TASK DESCRIPTION ▸ The number of lines in the records that include "insensitive" is all you should give.

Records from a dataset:
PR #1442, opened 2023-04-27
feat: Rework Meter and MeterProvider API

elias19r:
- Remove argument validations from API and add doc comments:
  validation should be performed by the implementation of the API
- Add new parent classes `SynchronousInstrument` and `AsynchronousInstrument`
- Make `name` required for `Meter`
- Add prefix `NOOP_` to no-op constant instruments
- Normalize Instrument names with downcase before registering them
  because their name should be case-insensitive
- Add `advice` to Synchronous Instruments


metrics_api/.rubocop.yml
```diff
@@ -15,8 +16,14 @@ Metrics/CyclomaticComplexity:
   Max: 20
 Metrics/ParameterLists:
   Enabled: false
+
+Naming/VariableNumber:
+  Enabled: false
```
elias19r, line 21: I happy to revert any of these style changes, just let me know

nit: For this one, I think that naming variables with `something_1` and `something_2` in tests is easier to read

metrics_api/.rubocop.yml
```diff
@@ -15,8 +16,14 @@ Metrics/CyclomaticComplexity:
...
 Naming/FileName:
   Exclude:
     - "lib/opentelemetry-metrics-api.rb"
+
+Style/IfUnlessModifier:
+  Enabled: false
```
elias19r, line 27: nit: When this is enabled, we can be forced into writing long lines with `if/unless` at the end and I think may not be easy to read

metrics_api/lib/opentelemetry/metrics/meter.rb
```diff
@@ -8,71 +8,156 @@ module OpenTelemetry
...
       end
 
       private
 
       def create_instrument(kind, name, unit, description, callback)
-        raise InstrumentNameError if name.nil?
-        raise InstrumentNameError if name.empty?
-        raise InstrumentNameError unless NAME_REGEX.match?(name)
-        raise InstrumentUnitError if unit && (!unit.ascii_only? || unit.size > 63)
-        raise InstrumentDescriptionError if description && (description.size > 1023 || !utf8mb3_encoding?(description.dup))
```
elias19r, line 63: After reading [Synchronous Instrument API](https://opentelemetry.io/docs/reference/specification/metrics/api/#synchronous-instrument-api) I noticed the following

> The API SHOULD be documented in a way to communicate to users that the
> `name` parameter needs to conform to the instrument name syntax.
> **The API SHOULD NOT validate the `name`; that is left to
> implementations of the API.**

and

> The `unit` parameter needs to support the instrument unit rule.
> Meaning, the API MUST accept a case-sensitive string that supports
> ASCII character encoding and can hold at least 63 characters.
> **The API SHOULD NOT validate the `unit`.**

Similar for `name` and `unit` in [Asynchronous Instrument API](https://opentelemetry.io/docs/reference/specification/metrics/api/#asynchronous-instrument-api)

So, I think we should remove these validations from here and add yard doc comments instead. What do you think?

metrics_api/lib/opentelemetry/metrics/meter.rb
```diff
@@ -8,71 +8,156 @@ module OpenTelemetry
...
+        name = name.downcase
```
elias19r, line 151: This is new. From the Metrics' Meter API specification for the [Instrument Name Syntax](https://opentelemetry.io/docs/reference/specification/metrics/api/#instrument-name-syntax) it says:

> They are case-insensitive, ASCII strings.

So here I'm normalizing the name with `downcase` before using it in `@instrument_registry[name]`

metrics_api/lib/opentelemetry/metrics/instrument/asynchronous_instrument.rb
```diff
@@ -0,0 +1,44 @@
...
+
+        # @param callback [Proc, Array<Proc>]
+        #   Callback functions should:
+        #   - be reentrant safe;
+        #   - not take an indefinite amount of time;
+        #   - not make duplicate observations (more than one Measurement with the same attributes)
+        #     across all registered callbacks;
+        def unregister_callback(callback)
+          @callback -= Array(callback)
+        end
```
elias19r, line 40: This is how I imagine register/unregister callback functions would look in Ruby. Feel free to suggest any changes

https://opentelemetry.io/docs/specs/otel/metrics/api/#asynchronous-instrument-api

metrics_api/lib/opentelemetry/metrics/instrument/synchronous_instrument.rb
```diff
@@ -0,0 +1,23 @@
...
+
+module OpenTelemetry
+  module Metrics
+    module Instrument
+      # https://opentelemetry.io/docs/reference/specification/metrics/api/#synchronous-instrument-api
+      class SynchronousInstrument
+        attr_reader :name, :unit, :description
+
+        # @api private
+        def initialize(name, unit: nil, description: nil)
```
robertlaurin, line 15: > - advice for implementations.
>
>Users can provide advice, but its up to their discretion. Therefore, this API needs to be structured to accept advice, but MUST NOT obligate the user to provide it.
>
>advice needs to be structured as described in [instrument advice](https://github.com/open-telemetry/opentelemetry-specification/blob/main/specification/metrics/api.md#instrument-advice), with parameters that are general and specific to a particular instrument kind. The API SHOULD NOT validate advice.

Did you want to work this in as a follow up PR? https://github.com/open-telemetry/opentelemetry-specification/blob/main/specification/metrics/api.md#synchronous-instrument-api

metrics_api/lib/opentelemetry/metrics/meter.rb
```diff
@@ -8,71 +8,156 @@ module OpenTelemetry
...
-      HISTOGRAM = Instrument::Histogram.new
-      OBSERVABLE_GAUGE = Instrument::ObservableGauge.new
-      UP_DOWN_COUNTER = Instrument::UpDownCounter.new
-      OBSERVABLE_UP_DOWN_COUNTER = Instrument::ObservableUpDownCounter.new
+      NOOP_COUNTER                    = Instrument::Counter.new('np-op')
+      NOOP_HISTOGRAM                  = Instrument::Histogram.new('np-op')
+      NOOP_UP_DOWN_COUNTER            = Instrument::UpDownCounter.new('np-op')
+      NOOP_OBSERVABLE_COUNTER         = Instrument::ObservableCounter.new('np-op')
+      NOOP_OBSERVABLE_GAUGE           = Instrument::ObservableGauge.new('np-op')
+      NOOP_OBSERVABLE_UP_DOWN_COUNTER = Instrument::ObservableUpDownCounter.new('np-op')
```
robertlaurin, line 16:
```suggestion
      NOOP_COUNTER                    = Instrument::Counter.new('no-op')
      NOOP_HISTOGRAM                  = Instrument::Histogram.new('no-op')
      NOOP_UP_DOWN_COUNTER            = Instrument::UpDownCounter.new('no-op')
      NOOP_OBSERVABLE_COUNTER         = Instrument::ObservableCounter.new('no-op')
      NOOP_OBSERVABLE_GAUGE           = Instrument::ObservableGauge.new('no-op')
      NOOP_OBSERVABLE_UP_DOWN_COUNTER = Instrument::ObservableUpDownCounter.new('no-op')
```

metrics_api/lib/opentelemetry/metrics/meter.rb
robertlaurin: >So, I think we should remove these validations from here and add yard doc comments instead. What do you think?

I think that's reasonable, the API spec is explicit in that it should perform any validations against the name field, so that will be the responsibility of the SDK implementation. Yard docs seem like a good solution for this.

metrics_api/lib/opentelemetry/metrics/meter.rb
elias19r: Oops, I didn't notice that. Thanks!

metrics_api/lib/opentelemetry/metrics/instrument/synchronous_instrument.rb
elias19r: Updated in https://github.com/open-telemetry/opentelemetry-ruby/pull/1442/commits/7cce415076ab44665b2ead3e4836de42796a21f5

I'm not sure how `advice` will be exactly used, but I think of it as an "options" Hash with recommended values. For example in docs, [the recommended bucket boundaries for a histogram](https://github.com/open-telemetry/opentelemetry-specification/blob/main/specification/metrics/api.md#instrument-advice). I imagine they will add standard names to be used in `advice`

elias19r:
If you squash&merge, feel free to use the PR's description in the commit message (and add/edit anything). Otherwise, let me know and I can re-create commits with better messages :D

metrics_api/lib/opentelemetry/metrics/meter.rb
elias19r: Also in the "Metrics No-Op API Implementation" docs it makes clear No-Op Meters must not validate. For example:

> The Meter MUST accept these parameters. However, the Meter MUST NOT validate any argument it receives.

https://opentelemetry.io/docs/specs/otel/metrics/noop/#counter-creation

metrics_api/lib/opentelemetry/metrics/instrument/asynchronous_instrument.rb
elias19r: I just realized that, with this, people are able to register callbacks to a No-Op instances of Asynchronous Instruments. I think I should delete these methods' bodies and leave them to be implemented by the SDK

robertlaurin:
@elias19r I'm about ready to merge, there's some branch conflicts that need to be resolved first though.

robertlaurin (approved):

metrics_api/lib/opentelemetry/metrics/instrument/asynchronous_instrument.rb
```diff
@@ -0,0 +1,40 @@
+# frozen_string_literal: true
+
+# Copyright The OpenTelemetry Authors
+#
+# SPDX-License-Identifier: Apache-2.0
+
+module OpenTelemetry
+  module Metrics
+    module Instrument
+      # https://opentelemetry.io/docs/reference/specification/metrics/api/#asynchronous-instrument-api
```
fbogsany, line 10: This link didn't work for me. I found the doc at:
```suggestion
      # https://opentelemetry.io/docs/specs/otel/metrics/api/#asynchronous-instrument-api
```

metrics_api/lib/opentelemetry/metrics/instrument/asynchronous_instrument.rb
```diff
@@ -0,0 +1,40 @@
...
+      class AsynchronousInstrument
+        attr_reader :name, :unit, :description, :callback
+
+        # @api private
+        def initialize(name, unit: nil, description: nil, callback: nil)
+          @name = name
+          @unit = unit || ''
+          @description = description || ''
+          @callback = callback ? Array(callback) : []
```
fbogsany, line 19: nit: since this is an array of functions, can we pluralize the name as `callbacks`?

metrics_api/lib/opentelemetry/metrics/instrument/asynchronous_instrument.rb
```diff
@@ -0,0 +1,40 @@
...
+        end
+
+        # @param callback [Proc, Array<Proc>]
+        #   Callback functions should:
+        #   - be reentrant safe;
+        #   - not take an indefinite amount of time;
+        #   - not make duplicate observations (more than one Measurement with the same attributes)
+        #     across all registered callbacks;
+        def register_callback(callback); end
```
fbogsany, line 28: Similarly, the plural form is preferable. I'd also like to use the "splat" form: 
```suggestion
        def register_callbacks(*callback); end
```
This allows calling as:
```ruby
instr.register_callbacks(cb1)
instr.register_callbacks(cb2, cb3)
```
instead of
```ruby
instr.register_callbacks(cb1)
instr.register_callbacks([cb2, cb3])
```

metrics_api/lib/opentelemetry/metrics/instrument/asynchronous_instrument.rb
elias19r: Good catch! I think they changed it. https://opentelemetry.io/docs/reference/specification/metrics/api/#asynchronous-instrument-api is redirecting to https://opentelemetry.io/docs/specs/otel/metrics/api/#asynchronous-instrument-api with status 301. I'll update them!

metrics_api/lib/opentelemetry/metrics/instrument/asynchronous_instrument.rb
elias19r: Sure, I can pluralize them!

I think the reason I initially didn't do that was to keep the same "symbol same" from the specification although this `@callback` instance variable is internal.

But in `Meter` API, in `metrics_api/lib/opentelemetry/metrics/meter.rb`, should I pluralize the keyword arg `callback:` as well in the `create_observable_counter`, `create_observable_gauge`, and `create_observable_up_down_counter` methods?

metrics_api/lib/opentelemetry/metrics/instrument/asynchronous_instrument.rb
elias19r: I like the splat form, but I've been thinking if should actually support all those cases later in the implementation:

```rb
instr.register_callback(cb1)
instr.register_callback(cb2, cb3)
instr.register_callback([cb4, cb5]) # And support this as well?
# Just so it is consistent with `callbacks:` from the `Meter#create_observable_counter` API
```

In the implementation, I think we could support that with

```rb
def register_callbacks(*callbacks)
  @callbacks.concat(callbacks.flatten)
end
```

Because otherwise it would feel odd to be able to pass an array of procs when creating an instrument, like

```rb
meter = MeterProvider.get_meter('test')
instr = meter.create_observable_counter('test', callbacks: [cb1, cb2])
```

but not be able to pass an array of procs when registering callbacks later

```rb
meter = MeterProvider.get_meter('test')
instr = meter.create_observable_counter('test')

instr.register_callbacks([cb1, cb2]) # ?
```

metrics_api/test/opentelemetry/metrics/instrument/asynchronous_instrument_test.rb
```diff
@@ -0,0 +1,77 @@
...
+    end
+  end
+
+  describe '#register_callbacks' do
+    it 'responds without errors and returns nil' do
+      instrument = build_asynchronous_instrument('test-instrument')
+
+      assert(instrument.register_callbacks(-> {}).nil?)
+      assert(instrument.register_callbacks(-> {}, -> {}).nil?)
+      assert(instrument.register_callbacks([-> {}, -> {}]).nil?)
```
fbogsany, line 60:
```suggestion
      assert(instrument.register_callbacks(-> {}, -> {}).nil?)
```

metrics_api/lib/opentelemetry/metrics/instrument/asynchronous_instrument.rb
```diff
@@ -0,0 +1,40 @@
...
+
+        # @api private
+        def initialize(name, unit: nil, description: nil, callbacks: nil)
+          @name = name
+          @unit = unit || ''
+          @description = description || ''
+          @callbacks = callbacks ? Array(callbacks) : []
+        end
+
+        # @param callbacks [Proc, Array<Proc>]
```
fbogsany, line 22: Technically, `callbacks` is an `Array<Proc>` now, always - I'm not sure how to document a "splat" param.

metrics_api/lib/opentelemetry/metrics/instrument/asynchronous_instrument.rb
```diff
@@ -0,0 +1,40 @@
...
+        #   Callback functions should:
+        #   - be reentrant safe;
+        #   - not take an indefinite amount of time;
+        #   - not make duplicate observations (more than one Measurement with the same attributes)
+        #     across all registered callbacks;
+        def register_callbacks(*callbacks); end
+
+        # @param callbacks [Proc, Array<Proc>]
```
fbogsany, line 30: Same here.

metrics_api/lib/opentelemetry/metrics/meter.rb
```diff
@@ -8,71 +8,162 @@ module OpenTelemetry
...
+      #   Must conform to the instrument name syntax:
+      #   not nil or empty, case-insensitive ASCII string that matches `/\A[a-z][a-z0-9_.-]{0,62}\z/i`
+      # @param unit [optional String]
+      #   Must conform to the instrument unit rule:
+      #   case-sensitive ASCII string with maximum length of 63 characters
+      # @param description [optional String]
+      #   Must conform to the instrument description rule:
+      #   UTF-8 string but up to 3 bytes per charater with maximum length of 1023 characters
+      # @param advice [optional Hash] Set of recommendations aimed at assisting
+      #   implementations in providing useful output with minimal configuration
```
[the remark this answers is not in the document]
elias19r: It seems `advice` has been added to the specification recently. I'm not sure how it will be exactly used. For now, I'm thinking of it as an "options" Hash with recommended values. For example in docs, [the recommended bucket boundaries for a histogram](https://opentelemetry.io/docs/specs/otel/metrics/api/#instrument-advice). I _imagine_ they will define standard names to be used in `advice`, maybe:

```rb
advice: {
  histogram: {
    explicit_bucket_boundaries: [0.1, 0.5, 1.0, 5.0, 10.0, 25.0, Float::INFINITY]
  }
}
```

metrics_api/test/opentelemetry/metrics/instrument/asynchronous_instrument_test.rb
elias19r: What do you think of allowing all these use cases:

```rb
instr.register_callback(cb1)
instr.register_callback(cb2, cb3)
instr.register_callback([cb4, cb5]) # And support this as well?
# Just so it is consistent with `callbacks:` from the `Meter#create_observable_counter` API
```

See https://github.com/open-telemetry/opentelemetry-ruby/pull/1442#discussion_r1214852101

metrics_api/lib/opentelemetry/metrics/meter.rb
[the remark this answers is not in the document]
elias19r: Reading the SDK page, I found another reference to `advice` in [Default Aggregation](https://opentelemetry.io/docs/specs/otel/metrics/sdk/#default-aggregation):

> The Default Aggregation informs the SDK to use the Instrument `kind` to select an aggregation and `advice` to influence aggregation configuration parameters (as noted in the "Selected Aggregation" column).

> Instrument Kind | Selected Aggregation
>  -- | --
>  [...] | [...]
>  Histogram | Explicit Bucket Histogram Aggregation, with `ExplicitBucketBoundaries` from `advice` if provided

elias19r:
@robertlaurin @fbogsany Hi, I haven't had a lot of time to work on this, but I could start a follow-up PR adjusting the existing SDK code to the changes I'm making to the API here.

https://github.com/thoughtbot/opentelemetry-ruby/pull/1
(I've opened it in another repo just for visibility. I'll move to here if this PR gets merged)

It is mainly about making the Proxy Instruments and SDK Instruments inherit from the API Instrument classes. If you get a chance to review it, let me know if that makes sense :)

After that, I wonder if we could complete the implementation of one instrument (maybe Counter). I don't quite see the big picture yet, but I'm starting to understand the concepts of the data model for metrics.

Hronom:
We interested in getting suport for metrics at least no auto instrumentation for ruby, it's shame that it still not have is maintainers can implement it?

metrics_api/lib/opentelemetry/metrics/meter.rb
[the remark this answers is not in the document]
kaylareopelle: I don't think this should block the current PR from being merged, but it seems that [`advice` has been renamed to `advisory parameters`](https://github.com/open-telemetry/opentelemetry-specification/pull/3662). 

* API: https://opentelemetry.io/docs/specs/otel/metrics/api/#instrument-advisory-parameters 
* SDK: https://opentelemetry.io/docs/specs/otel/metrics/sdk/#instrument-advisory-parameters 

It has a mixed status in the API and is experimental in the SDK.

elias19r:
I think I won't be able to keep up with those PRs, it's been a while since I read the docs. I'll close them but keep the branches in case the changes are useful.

---

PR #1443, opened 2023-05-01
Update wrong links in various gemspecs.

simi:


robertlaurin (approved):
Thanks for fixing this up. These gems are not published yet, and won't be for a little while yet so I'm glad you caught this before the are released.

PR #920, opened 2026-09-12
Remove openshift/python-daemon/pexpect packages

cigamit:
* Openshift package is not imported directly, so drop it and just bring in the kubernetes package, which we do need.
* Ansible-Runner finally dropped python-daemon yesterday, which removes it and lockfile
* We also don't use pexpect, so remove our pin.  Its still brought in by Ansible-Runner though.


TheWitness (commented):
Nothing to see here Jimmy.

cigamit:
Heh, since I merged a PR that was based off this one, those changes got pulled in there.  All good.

TASK SOLUTION ▸ 3